Una mañana partió un pelotón a defender la base militar vecina, entre ellos iba mi esposo Arturo. Con lágrimas y besos me despedí de él. Mientras el batallón se perdía en el horizonte, mi esperanza de volver a verlo se desvaneció. Esa misma tarde llegó un comunicado que decía que tropas enemigas intentarían atacar a nuestro refugio.

La batalla nos llegó en horas de la mañana, nuestros soldados defendían con valor nuestra posición, pero el enemigo se dio cuenta de nuestro punto débil, la ribera del río, y desde allí empezaron a atacar, debido a la falta de reclutas para proteger esa zona. Un grupo de valientes mujeres nos ofrecimos a luchar para defender el lugar, al capitán no le pareció buena idea, pero no tuvo otra opción, así que nos armó con un AK-47 y tres granadas a cada una y nos envió al río.

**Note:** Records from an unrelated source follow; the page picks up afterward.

PR #109, opened 2022-01-20
Update CustomObject semantics for Value, Text, Dot

bryancroteau-MSFT:
This change enables Value and Text to handle boolean values, json null, and strings/numbers respectively. It also enables json null support for the dot operator itself. Allows error values to pass through the dot operator, similar to functions.


src/libraries/Microsoft.PowerFx.Interpreter/Functions/LibraryCustomObject.cs
```diff
@@ -124,12 +131,55 @@ public static FormulaValue Index_CO(IRContext irContext, FormulaValue[] args)
...
+            {
+                str = impl.GetString();
+            }
+            else if (impl.IsNull)
+            {
+                str = string.Empty;
+            }
+            else if (impl.IsBoolean)
+            {
+                str = impl.GetBoolean() ? "true" : "false";
```
MikeStall, line 175: > str = impl.GetBoolean() ? "true" : "false"; [](http://example.com/codeflow?start=15&length=44)

Can (should?) this chain to the existing Text function?
Ensure we get details right (like whether "true" is upper or lower; locales, etc. 
That provides a path for handling format string.

src/libraries/Microsoft.PowerFx.Core/Public/Values/CustomObjectValue.cs
```diff
@@ -23,6 +23,8 @@ public interface ICustomObject
 
         bool IsNumber { get; }
 
+        bool IsBoolean { get; }
```
MikeStall, line 26: are all these flags exclusive? What do you think of making this a single enum?

src/libraries/Microsoft.PowerFx.Interpreter/EvalVisitor.cs
```diff
@@ -251,13 +251,22 @@ public override FormulaValue Visit(BinaryOpNode node, SymbolContext context)
...
+
                                 return new CustomObjectValue(node.IRContext, res);
                             }
                             else
                             {
                                 return new BlankValue(node.IRContext);
                             }
                         }
+                        else if (cov.Impl.IsNull)
+                        {
```
MikeStall, line 267: this check here is what prompted me wondering about being an enum instead of multiple IsXXX functions. 

Because if an impl did haev IsNull and IsObj both true, then the order of checks here would start to matter.

MikeStall:
>         ICustomObject this[int index] { get; }

nit: add comment whether this is 0 or 1-based index?

---
Refers to: src/libraries/Microsoft.PowerFx.Core/Public/Values/CustomObjectValue.cs:32 in be91902. [](commit_id = be919028a3f2a85531b7d445b4afebbcaea197f4, deletion_comment = False)

src/libraries/Microsoft.PowerFx.Core/Public/Values/CustomObjectValue.cs
```diff
@@ -23,6 +23,8 @@ public interface ICustomObject
...
+
         object ToObject();
```
MikeStall, line 28: >object ToObject(); [](http://example.com/codeflow?start=8&length=18)

can we avoid this on the interface? It's ambiguous semantics and can be hard for hosts to implement. 
The JSon obj just returns the json str, which is probably not what's expected. 

It looks like this is just used for FormulaValue.ToObject(), which is just used for marshalling back to C#. 

Can we have a default impl based on the other methods on the interface?
What about:
 object ToObj(ICustomObject x) {
    if (x.IsNumber()) return x.GetDouble();
    if (x.IsString()) return x.GetString(); 
    ...
    throw new NotImplemented("can't marshal to ob");
}

MikeStall:
>         bool TryGetProperty(string value, out ICustomObject result);

Another doc nit: Is the assumption that IsObject is true before calling this?

---
Refers to: src/libraries/Microsoft.PowerFx.Core/Public/Values/CustomObjectValue.cs:34 in be91902. [](commit_id = be919028a3f2a85531b7d445b4afebbcaea197f4, deletion_comment = False)

bryancroteau-MSFT:
> > ```
> >     bool TryGetProperty(string value, out ICustomObject result);
> > ```
> 
> Another doc nit: Is the assumption that IsObject is true before calling this?
> 
> Refers to: src/libraries/Microsoft.PowerFx.Core/Public/Values/CustomObjectValue.cs:34 in [be91902](https://github.com/microsoft/Power-Fx/commit/be919028a3f2a85531b7d445b4afebbcaea197f4). [](commit_id = [be91902](https://github.com/microsoft/Power-Fx/commit/be919028a3f2a85531b7d445b4afebbcaea197f4), deletion_comment = False)

The error handling pipeline does do a runtime value check.

src/libraries/Microsoft.PowerFx.Core/Public/Values/CustomObjectValue.cs
```diff
@@ -11,17 +11,19 @@
 
 namespace Microsoft.PowerFx.Core.Public.Values
 {
-    public interface ICustomObject
+    public enum CustomObjectKind
```
MikeStall, line 14: >CustomObjectKind [](http://example.com/codeflow?start=16&length=16)

Some notes for design discussion:

1. How will it handle future ICustomObject impls beyond json. Like Xml, which has more date,time and other types.

2. The thunk idea where we create a ICustomObj impl around a FormulaValue. Or wrap around a C# object (ala a dynamic version of FormulaValue.New)

3. Potential overlap with other FormulasValues. Eg,  ICustomObject.TryGetProperty() vs RecordValue.GetField(). Maybe there are some common interfaces?

The sole purpose of an ICustomObject is to produce FormulaValues, consider if ICustomObject.Kind should return a FormulaType rather than a new enum (which then needs to just be converted to a formula type).

src/tests/Microsoft.PowerFx.Core.Tests/ExpressionTestCases/CustomObject.txt
```diff
@@ -1,17 +1,24 @@
-﻿>> Value(Index(ParseJson("[5]"), 1))
+﻿// Value tests
+>> Value(Index(ParseJson("[5]"), 1))
```
MikeStall, line 2: >Value [](http://example.com/codeflow?start=3&length=5)

add test : 
equality ops on CO is an error. 
x = ParseJson("5"); x= x  is an error.

src/libraries/Microsoft.PowerFx.Core/Public/Values/CustomObjectValue.cs
bryancroteau-MSFT: Changed to an enum

src/libraries/Microsoft.PowerFx.Interpreter/EvalVisitor.cs
bryancroteau-MSFT: Changed to an enum

src/libraries/Microsoft.PowerFx.Core/Public/Values/CustomObjectValue.cs
MikeStall: We discussed offline - 
this needs to describe foriegn types (like json arrays), so we'll need to keep the enum - we can't change it to FormulaType.

src/libraries/Microsoft.PowerFx.Core/Public/Values/CustomObjectValue.cs
bryancroteau-MSFT: This will not work because we have no way of returning arrays/objects.

src/tests/Microsoft.PowerFx.Core.Tests/ExpressionTestCases/CustomObject.txt
bryancroteau-MSFT: Do we want to have negative tests everywhere in the language for things we do not support (and plan to never support)?

src/libraries/Microsoft.PowerFx.Interpreter/Functions/LibraryCustomObject.cs
bryancroteau-MSFT: Are you saying we need to construct a new BooleanValue to pass into the existing coercion?

src/tests/Microsoft.PowerFx.Core.Tests/ExpressionTestCases/CustomObject.txt
MikeStall: Not "everywhere"  - that could be a never ending chore. 

But things that we explicitly had design discussions on and agreed should fail are good candidates for testing.  It gives an opportunity to capture the reasoning, ensure it doesn't accidentally work (perhaps some other bug, or coercion that wrongfully kicks in)  and prevent regressions. 
Especially protects us against a future dev that wants to "helpfully" enable it.

src/libraries/Microsoft.PowerFx.Core/Public/Types/ExternalType.cs
```diff
@@ -0,0 +1,40 @@
...
+
+namespace Microsoft.PowerFx.Core.Public.Types
+{
+    /// <summary>
+    /// This enum represents types which are not supported by PowerFx
+    /// but which may be supported by external data formats.
+    /// </summary>
+    public enum ExternalTypeKind
+    {
+        Array,
```
MikeStall, line 15: >Array [](http://example.com/codeflow?start=8&length=5)

Can you add some more comments, especially to help clarify why these aren't just FormulaTypes. :

Arrays - PowerFx only supports Single Column Tables. Json supports arrays. 
Object - maybe rename to UntypedObject? (to help distinguish from fx's record).

MikeStall: You've got it on the ExternalType class, but it would be good to comment the enum members.

src/libraries/Microsoft.PowerFx.Core/Public/Values/CustomObjectValue.cs
```diff
@@ -13,15 +13,7 @@ namespace Microsoft.PowerFx.Core.Public.Values
 {
     public interface ICustomObject
```
MikeStall, line 14: >ICustomObject [](http://example.com/codeflow?start=21&length=13)

This interface needs some more comments.

MikeStall:
>         protected readonly ICustomObject _impl;

can this be private?

---
Refers to: src/libraries/Microsoft.PowerFx.Core/Public/Values/CustomObjectValue.cs:35 in 7d7f7a5. [](commit_id = 7d7f7a521b3767468c8e50c8aadd472526211505, deletion_comment = False)

src/libraries/Microsoft.PowerFx.Interpreter/Functions/LibraryCustomObject.cs
```diff
@@ -15,13 +15,39 @@ internal static partial class Library
     {
         internal class JsonCustomObject : ICustomObject
         {
+            private static readonly FormulaType _objectType = new ExternalType(ExternalTypeKind.Object);
+            private static readonly FormulaType _arrayType = new ExternalType(ExternalTypeKind.Array);
```
MikeStall, line 19: Should this be static fields on the ExternalType class itself? They're generally useful.

src/libraries/Microsoft.PowerFx.Interpreter/Functions/LibraryCustomObject.cs
```diff
@@ -34,6 +60,8 @@ public JsonCustomObject(JsonElement element)
 
             public bool IsNumber => _element.ValueKind == JsonValueKind.Number;
 
+            public bool IsBoolean => _element.ValueKind == JsonValueKind.True || _element.ValueKind == JsonValueKind.False;
```
MikeStall, line 63: Do we still need this?

src/libraries/Microsoft.PowerFx.Interpreter/Functions/LibraryCustomObject.cs
```diff
@@ -49,9 +77,14 @@ public string GetString()
...
 
+            public bool GetBoolean()
+            {
+                return _element.GetBoolean();
+            }
+
             public object ToObject()
             {
-                return _element.GetRawText();
+                return _element;
```
MikeStall, line 87: >return _element; [](http://example.com/codeflow?start=16&length=16)

I don't think there's any correct way to implement the ToObject() method. 
Can we just remove it entirely from the interface? 
In theory, if we really had to create an .net Object for it, an adatper could provide it leveraging the existing type support.

src/libraries/Microsoft.PowerFx.Interpreter/Functions/LibraryCustomObject.cs
```diff
@@ -15,13 +15,39 @@ internal static partial class Library
     {
         internal class JsonCustomObject : ICustomObject
```
MikeStall, line 16: >JsonCustomObject [](http://example.com/codeflow?start=23&length=16)

nit: can you move this to its own file? It's very specific to json. (in the future, we might even consider moving it to its own assembly along with ParseJson and our STJ dependency)

src/libraries/Microsoft.PowerFx.Interpreter/Functions/LibraryCustomObject.cs
```diff
@@ -124,12 +157,55 @@ public static FormulaValue Index_CO(IRContext irContext, FormulaValue[] args)
 
         public static FormulaValue Value_CO(EvalVisitor runner, SymbolContext symbolContext, IRContext irContext, CustomObjectValue[] args)
```
MikeStall, line 158: >Value_CO [](http://example.com/codeflow?start=35&length=8)

This should chain to the existing Value() func
- because there are a lot of corner cases (like % handling)
- to handle format args. 

What about:

FormulaValue fv = GetAsFv(impl);
return Value(runner, symbolContext, irContext,  
   new FV[] { fv, arg1 })


And then GetAsFv() has this switch logic and can be reused by the other converter functions.

src/tests/Microsoft.PowerFx.Core.Tests/ExpressionTestCases/CustomObject.txt
```diff
@@ -1,23 +1,91 @@
...
+#Error
+
+>> Value(ParseJson("null"))
+Blank()
+
+>> Value(ParseJson("{""a"": 5}").a)
+5
+
+>> Value(ParseJson("{""a"": 5}").b)
+Blank()
```
MikeStall, line 27: a few more cases (to catch the various conditions in EvalVisitor)

- ParseJson("{}").a // empty record
- ParseJson("{a:null}").a.b //  coalesce, via TryGetProperty check
- ParseJson("null").a.b // getting a BlankType custom object  directly (bypassing the TryGetProperty check)

MikeStall:
> // Value tests

Can we rename this ParseJson.txt?  It's excercising custom objects, but it's really testing the ParseJson impl. 

---
Refers to: src/tests/Microsoft.PowerFx.Core.Tests/ExpressionTestCases/CustomObject.txt:1 in 7d7f7a5. [](commit_id = 7d7f7a521b3767468c8e50c8aadd472526211505, deletion_comment = False)

src/tests/Microsoft.PowerFx.Core.Tests/ExpressionTestCases/CustomObject.txt
```diff
@@ -1,23 +1,91 @@
...
+>> Value(ParseJson("""5"""))
+5
+
+>> Value(ParseJson("""a"""))
+#Error
+
+>> Value(ParseJson("null"))
+Blank()
+
+>> Value(ParseJson("{""a"": 5}").a)
```
MikeStall, line 23: >.a) [](http://example.com/codeflow?start=32&length=3)

Can you add Case sensitivity tests?
Json is case sensitive  :| ...

ParseJson("{a :15, A : 20}").a // 15
ParseJson("{a :15, A : 20}").A // 20

src/libraries/Microsoft.PowerFx.Interpreter/Functions/LibraryCustomObject.cs
bryancroteau-MSFT: This should be a topic of discussion for a future PR.

src/libraries/Microsoft.PowerFx.Core/Public/Types/ExternalType.cs
bryancroteau-MSFT: Done

src/libraries/Microsoft.PowerFx.Core/Public/Values/CustomObjectValue.cs
bryancroteau-MSFT: Added a few comments

src/libraries/Microsoft.PowerFx.Interpreter/Functions/LibraryCustomObject.cs
bryancroteau-MSFT: Done

src/libraries/Microsoft.PowerFx.Interpreter/Functions/LibraryCustomObject.cs
bryancroteau-MSFT: Removed

src/libraries/Microsoft.PowerFx.Interpreter/Functions/LibraryCustomObject.cs
bryancroteau-MSFT: Removed, we just return the Impl now

src/tests/Microsoft.PowerFx.Core.Tests/ExpressionTestCases/CustomObject.txt
bryancroteau-MSFT: Done

src/tests/Microsoft.PowerFx.Core.Tests/ExpressionTestCases/CustomObject.txt
bryancroteau-MSFT: Done

src/libraries/Microsoft.PowerFx.Core/Public/Values/CustomObjectValue.cs
```diff
@@ -11,47 +11,41 @@
...
-        bool IsNull { get; }
-
-        bool IsObject { get; }
-
-        bool IsString { get; }
-
-        bool IsNumber { get; }
-
-        object ToObject();
+        FormulaType Type { get; } // Use ExternalType if the type is incompatible with PowerFx
```
MikeStall, line 20: >// [](http://example.com/codeflow?start=34&length=2)

nit: these should be xml comments ///  (since they're on a public interface) rather than just //. The C# IDE will then show xml comments as tooltips when called.

src/libraries/Microsoft.PowerFx.Core/Public/Values/CustomObjectValue.cs
```diff
@@ -11,47 +11,41 @@
...
         {
             Contract.Assert(IRContext.ResultType == FormulaType.CustomObject);
-            _impl = impl;
+            Impl = impl;
         }
 
         public override object ToObject()
         {
-            return _impl.ToObject();
+            return Impl; // Hosts will need to be able to interpret the backing value
```
MikeStall, line 48: >return Impl; // Hosts will need to be able to interpret the backing value [](http://example.com/codeflow?start=12&length=73)

Let's just throw NotImpl. - that's better than returning something surprising. 

The only right way to impl this is probably as C# dynamic object that's an adapter over ICustomObject. 

We can impl later if somebody actually needs this.

bryancroteau-MSFT: Done

src/libraries/Microsoft.PowerFx.Core/Public/Values/CustomObjectValue.cs
bryancroteau-MSFT: Done

MikeStall (approved):
:shipit:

Las balas volaban por doquier y el olor a pólvora se esparcía por todo el ambiente. Tengo que destacar la valentía de una compañera, Guadalupe, quien arriesgando su vida logró lanzar una granada que alcanzó al francotirador enemigo, causando su muerte; aunque él ya había asesinado a cinco de nuestras combatientes. Cuando este cae, nosotras nos levantamos y, sin piedad, empezamos a repartir balas hasta que no quedó ningún contrario en pie. Justo en el instante que creía que todo había acabado, un soldado disparó contra Guadalupe y ella falleció. A la mañana siguiente me llegó la terrible noticia de que mi amado también había perecido, debido a una explosión.  

Ya han pasado 23 años desde aquellos hechos, pero nunca olvidaré la valentía de esas honorables mujeres que tomaron un arma y me acompañaron a defender a mi patria. No me enorgullezco de los asesinatos que cometí en el campo de batalla. Hoy día soy doctora, así que ya no quito vidas, por el contrario, ayudo a salvarlas.